** Extracted entries follows **
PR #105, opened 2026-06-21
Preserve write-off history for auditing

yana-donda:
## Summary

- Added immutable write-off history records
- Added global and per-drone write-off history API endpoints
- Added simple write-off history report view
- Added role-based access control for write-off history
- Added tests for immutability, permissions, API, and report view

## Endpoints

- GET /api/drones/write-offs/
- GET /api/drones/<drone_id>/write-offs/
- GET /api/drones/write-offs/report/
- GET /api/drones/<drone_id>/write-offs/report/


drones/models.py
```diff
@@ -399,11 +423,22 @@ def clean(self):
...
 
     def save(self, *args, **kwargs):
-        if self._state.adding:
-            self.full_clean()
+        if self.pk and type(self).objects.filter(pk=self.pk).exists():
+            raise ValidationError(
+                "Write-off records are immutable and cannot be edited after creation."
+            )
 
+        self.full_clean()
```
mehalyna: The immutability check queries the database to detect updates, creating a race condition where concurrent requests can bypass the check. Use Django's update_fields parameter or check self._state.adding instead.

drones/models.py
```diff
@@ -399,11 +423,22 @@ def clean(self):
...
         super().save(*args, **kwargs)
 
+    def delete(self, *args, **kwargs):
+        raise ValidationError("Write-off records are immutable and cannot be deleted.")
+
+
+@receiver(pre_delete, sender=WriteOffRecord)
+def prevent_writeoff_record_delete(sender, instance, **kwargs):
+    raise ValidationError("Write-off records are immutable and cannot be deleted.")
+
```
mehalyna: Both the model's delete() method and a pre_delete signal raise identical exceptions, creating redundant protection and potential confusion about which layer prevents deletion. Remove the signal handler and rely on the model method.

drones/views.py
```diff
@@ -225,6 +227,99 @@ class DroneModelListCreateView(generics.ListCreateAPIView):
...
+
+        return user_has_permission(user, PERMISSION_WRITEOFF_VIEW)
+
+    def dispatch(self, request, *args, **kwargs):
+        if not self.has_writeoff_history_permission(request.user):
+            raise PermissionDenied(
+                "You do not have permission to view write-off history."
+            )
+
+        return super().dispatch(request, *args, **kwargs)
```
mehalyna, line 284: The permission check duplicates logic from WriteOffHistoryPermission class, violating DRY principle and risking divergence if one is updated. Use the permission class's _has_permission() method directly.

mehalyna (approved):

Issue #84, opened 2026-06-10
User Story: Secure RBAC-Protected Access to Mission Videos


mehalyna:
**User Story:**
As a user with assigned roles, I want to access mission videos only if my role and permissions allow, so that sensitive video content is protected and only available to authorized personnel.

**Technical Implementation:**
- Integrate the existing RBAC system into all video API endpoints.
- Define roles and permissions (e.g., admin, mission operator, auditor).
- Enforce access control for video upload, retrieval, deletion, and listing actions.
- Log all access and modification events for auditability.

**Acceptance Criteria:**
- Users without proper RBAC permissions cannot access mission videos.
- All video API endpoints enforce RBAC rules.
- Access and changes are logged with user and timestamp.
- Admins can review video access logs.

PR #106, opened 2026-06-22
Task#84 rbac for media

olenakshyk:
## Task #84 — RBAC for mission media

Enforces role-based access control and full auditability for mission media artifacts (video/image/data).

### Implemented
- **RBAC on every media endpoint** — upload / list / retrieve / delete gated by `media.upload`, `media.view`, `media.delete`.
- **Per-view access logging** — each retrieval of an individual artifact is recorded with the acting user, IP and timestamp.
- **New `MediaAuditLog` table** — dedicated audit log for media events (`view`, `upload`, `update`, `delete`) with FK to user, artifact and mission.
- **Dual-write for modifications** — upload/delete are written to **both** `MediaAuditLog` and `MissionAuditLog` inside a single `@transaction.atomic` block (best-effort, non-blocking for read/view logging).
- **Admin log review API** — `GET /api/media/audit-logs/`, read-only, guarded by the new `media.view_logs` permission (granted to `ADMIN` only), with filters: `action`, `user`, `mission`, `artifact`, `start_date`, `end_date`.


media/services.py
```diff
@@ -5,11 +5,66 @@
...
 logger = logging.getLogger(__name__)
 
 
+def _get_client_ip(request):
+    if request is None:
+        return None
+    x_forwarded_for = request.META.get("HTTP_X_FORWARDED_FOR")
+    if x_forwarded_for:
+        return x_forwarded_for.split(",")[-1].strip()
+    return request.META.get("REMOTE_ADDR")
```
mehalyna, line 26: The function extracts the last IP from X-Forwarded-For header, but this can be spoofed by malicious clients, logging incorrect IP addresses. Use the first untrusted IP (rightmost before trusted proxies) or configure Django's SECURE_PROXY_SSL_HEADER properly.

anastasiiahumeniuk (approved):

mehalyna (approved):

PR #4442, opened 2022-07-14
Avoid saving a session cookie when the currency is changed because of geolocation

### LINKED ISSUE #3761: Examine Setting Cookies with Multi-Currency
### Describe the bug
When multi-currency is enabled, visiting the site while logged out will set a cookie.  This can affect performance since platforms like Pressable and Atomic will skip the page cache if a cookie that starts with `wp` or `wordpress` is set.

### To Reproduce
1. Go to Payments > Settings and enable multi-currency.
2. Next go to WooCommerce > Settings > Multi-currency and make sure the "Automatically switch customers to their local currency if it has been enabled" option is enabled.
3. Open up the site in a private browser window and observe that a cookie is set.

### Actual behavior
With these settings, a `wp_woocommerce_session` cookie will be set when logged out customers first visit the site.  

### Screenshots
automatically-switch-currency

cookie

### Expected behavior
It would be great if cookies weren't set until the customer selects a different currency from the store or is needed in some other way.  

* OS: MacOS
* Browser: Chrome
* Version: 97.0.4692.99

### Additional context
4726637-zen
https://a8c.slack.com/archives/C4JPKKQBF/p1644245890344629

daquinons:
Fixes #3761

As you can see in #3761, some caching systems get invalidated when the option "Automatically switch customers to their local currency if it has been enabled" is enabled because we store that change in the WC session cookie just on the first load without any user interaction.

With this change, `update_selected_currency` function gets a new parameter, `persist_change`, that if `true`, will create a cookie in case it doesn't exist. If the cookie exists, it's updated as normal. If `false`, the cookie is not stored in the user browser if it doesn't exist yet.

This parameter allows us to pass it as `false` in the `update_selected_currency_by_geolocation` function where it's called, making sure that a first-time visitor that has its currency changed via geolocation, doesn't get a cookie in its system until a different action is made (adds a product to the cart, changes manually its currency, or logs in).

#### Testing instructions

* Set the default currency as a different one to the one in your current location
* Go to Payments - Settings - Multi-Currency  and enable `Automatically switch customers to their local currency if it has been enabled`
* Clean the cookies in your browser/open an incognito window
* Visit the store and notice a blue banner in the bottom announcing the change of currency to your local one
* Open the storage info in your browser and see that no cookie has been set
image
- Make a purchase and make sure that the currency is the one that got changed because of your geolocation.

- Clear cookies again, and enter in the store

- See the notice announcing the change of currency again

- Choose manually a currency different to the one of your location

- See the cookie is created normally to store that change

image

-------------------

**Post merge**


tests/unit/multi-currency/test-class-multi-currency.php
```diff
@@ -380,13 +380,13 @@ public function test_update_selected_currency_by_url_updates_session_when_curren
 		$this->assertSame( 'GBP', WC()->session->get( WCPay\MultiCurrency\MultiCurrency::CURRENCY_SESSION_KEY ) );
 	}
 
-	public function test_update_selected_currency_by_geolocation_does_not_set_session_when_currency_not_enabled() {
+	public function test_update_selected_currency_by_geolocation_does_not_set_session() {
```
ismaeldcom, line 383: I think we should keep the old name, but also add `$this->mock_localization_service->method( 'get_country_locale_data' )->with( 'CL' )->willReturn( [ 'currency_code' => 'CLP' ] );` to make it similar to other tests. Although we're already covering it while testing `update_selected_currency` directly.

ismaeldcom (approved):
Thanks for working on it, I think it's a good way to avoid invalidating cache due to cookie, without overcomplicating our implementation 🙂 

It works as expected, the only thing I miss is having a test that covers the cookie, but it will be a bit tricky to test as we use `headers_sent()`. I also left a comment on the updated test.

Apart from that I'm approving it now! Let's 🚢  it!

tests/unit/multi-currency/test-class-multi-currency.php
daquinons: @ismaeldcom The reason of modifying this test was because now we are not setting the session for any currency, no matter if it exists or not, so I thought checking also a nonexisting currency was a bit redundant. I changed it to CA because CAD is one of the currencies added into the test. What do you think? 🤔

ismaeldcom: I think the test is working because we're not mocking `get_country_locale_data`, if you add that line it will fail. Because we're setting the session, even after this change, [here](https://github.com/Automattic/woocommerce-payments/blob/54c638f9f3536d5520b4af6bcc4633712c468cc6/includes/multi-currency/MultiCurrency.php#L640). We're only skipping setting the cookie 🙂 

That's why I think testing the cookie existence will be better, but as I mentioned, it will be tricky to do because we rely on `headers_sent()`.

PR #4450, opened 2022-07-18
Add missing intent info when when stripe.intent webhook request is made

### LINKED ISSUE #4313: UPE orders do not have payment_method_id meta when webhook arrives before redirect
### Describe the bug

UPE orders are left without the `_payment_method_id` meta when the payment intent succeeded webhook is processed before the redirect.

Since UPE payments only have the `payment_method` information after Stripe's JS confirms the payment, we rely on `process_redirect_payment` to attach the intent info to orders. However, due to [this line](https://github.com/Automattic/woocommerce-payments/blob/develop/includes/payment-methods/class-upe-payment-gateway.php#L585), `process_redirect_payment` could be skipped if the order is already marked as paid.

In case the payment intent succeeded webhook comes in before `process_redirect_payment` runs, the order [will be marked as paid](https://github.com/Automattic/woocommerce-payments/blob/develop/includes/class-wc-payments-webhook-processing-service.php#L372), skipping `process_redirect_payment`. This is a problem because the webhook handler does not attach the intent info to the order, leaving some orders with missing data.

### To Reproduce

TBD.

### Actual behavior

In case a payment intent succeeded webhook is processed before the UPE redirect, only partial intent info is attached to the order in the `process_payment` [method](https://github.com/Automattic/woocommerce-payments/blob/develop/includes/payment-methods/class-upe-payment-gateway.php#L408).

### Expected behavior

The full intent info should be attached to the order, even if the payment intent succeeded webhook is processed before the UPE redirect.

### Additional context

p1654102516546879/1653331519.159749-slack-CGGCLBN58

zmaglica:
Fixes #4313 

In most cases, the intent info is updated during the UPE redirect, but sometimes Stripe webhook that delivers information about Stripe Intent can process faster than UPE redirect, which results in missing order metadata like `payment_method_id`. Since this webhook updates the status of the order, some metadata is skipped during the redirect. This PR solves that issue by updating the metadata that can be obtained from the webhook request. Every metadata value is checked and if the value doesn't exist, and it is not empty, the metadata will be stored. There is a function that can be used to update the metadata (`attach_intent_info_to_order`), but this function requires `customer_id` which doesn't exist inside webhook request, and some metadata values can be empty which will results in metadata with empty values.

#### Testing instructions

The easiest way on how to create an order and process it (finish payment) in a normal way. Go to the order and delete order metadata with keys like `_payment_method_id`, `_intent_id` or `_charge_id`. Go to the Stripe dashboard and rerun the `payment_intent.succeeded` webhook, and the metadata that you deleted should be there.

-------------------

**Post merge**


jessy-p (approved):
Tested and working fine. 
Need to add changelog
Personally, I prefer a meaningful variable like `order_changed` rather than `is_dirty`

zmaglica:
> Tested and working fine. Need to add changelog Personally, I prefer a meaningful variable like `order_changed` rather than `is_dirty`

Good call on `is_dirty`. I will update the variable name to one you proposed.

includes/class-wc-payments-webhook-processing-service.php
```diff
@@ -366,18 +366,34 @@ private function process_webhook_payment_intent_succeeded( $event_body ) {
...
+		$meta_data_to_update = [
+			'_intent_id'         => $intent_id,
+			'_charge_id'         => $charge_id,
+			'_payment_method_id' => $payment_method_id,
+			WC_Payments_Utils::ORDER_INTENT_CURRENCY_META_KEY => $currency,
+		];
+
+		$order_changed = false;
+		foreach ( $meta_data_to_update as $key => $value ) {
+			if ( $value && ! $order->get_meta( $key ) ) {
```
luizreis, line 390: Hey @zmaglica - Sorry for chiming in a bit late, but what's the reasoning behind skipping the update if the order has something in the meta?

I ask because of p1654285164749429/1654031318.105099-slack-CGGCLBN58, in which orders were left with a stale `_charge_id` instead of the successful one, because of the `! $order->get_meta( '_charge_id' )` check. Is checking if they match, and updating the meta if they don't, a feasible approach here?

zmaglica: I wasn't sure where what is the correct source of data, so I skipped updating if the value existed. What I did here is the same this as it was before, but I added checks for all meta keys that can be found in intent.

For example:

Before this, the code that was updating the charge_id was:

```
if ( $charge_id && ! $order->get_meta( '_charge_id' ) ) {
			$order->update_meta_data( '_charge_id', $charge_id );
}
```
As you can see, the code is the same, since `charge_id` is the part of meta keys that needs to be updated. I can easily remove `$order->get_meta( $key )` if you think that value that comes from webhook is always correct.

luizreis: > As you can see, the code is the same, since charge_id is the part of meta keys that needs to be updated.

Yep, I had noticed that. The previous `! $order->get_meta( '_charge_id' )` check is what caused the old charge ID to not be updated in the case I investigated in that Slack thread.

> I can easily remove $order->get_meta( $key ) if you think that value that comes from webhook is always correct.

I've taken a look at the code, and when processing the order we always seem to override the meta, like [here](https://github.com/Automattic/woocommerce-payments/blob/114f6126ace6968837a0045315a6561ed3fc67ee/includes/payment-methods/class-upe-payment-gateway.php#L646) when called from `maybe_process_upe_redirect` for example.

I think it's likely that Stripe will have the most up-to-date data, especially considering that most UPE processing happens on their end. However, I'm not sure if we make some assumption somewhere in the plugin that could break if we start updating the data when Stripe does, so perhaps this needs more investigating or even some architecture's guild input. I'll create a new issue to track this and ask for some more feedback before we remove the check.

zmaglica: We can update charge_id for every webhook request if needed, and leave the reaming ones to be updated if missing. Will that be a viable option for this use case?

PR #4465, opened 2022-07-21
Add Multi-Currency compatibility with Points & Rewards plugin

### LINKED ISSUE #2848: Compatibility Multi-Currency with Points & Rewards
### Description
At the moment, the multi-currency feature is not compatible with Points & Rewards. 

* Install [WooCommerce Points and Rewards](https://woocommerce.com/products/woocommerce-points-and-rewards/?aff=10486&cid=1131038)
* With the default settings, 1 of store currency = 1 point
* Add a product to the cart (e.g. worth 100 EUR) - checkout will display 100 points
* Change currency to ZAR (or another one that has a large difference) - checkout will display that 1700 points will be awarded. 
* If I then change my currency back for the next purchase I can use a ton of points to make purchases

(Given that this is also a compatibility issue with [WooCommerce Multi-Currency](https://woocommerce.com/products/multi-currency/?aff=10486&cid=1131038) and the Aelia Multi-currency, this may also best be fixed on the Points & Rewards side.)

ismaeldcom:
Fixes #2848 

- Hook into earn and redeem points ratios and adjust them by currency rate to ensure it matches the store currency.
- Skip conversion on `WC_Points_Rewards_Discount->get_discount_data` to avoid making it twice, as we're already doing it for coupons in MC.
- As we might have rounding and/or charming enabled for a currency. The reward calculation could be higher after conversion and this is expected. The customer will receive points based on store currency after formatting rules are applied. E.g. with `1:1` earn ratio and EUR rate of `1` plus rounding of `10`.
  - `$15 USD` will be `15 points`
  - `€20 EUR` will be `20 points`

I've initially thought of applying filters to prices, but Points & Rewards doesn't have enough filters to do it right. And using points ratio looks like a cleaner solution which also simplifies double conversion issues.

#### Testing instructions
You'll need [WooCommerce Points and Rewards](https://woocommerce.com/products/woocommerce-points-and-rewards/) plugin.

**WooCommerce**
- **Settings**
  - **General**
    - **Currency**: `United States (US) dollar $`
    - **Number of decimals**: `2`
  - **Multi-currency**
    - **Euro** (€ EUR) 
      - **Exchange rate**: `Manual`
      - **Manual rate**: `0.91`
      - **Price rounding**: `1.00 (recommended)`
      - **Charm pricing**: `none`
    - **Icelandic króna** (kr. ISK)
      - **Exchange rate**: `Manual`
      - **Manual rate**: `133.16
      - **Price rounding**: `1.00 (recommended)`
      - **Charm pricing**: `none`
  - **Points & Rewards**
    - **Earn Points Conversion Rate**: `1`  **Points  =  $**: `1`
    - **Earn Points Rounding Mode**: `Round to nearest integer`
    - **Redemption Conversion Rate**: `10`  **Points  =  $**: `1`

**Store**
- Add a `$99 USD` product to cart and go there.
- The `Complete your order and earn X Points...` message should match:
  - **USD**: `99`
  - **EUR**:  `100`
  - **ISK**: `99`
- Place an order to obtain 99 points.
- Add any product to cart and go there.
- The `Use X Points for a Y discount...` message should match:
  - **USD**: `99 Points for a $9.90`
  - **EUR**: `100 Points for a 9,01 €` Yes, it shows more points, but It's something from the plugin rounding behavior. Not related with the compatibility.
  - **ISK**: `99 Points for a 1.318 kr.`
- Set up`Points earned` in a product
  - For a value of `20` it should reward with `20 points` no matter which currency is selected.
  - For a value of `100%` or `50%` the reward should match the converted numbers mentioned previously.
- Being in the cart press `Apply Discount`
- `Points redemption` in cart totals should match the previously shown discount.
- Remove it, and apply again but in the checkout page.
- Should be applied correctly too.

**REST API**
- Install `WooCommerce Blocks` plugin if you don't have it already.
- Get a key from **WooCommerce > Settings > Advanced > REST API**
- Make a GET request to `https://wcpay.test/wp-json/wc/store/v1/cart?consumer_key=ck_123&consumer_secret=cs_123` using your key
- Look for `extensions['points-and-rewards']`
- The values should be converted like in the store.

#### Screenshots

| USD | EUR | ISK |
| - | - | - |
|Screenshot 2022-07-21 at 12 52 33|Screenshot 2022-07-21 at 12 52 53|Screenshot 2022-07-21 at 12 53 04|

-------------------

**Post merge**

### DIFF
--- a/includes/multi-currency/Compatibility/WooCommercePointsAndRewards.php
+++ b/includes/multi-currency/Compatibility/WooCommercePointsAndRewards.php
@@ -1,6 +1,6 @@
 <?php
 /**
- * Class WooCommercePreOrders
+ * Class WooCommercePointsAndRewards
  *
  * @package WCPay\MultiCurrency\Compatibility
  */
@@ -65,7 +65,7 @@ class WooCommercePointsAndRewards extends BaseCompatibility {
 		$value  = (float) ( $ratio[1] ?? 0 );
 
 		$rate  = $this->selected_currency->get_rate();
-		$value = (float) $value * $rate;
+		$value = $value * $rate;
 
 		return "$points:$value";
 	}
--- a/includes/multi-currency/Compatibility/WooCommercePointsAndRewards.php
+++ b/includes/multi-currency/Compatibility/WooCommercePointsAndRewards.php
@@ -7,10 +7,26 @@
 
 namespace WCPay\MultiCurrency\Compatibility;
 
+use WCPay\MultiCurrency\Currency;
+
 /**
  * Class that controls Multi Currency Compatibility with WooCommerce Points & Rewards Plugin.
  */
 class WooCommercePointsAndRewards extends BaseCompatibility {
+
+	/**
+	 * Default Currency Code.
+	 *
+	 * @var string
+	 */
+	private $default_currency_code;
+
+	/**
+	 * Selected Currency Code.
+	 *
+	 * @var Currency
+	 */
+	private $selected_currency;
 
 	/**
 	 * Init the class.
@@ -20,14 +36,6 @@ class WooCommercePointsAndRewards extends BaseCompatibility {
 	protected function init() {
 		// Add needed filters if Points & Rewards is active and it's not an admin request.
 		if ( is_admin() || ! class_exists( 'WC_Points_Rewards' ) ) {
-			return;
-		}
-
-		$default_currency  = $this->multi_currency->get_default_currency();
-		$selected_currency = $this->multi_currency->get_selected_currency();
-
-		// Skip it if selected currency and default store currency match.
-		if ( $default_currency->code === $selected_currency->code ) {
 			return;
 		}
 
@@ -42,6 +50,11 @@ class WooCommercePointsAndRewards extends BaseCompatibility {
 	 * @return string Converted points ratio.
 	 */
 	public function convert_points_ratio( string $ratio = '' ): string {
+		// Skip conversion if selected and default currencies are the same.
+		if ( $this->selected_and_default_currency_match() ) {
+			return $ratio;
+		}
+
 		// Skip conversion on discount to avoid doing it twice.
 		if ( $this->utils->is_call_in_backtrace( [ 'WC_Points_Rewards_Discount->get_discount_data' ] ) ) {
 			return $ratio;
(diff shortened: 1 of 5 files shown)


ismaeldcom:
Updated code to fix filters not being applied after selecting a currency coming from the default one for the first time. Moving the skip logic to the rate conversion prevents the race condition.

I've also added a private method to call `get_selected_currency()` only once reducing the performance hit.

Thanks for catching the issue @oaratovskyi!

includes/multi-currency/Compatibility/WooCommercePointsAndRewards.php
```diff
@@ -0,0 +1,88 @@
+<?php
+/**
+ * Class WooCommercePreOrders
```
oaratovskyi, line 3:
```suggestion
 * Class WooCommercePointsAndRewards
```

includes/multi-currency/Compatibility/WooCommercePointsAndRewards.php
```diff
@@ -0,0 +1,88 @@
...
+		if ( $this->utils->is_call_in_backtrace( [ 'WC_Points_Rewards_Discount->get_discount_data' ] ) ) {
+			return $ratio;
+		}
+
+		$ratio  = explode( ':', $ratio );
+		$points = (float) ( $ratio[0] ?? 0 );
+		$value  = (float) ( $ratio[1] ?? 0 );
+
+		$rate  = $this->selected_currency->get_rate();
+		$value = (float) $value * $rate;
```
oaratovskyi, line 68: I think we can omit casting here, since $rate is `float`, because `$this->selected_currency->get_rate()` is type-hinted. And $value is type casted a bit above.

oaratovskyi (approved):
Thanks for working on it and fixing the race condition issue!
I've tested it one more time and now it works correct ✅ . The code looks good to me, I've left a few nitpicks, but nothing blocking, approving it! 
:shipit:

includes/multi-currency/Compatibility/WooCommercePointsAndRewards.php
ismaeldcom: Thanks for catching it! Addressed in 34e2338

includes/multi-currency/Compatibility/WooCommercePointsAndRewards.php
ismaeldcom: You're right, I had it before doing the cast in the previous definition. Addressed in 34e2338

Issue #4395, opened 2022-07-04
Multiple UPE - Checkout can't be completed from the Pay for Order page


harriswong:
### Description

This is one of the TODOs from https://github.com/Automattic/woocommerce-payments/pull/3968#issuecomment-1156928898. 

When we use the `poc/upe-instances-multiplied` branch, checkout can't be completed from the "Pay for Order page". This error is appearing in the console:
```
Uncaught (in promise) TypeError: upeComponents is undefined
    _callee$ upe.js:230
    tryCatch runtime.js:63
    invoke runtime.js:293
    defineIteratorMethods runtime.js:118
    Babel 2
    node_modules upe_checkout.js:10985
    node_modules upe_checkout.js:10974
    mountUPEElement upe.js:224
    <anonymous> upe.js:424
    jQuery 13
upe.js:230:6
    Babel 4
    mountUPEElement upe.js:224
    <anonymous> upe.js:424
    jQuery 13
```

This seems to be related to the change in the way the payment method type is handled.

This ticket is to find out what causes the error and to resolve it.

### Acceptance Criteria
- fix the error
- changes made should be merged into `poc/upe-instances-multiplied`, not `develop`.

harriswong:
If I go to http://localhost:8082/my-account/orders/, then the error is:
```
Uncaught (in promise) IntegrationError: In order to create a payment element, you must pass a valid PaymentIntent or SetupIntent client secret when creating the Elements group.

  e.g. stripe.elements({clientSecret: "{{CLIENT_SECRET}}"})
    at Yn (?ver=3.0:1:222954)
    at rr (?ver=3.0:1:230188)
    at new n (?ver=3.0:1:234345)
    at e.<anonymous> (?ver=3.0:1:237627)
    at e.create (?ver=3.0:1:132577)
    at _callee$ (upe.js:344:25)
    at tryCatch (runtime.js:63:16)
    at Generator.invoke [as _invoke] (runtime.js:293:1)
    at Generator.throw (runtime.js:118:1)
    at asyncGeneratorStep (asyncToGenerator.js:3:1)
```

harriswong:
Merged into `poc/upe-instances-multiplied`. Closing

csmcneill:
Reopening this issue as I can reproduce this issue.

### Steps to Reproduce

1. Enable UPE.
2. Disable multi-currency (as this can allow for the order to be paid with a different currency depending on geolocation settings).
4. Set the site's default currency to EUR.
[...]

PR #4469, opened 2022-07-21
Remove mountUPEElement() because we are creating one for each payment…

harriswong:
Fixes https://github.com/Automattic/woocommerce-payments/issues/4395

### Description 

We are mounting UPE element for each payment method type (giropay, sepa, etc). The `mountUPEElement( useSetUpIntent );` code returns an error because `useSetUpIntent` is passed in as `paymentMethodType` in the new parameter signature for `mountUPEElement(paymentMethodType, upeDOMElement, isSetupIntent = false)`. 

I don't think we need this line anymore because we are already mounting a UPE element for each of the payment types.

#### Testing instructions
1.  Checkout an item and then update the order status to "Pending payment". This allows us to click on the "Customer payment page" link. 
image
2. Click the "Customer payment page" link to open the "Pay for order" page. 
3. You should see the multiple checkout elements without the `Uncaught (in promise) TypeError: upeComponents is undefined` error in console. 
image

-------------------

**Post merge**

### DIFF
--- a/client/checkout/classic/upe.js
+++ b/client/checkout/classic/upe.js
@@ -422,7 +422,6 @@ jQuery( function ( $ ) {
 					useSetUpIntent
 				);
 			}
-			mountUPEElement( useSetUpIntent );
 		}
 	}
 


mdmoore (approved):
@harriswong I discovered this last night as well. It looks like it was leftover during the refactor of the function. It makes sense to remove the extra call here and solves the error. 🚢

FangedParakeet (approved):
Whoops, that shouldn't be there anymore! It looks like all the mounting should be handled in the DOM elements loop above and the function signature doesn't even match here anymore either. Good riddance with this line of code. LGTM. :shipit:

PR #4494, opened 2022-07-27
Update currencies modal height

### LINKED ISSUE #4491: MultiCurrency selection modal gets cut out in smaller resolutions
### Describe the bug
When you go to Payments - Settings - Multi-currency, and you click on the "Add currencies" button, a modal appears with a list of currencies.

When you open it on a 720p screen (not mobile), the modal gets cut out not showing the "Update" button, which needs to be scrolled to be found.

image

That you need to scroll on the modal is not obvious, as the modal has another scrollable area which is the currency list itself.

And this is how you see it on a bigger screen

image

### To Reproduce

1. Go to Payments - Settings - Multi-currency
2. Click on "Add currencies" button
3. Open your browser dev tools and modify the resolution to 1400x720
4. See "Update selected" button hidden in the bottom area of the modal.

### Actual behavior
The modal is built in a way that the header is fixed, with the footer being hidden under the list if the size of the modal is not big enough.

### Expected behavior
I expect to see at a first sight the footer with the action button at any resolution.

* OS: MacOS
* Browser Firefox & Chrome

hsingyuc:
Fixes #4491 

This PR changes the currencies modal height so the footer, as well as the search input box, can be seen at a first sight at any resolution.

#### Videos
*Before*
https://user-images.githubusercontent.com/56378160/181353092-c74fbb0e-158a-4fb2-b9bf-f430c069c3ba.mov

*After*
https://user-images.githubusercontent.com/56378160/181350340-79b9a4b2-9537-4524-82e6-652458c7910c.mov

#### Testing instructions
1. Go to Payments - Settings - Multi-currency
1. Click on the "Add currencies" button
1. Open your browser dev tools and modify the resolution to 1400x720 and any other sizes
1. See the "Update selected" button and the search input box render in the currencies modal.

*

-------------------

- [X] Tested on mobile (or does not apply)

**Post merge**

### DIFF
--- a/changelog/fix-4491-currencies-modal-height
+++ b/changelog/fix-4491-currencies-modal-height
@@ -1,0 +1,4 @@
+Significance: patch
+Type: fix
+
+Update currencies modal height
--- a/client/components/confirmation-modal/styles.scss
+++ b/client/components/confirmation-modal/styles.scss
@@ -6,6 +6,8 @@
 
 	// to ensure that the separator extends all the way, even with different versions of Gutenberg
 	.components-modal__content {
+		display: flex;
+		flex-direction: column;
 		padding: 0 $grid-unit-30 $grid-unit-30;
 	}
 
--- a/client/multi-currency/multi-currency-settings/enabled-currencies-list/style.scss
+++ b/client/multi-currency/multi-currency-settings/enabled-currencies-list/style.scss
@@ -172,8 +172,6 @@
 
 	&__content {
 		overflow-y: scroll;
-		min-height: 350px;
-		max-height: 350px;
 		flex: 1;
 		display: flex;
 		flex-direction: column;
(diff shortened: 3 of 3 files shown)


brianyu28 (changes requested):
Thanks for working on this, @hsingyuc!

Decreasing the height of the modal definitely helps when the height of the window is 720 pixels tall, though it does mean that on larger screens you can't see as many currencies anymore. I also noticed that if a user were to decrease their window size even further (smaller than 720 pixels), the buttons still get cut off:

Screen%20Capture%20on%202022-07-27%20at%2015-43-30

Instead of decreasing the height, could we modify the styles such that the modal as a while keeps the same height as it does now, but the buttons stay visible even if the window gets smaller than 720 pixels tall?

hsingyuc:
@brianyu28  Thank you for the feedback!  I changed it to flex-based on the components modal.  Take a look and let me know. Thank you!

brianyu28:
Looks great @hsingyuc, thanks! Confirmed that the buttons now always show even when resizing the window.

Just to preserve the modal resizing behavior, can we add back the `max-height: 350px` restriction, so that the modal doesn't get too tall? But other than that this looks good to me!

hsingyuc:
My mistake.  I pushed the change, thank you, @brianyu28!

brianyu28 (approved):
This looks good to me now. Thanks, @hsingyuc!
** End of Extracted entries **
## Assignment
Read through the data and copy every line where "sender" shows up.

## Result of this task
+@receiver(pre_delete, sender=WriteOffRecord)
+def prevent_writeoff_record_delete(sender, instance, **kwargs):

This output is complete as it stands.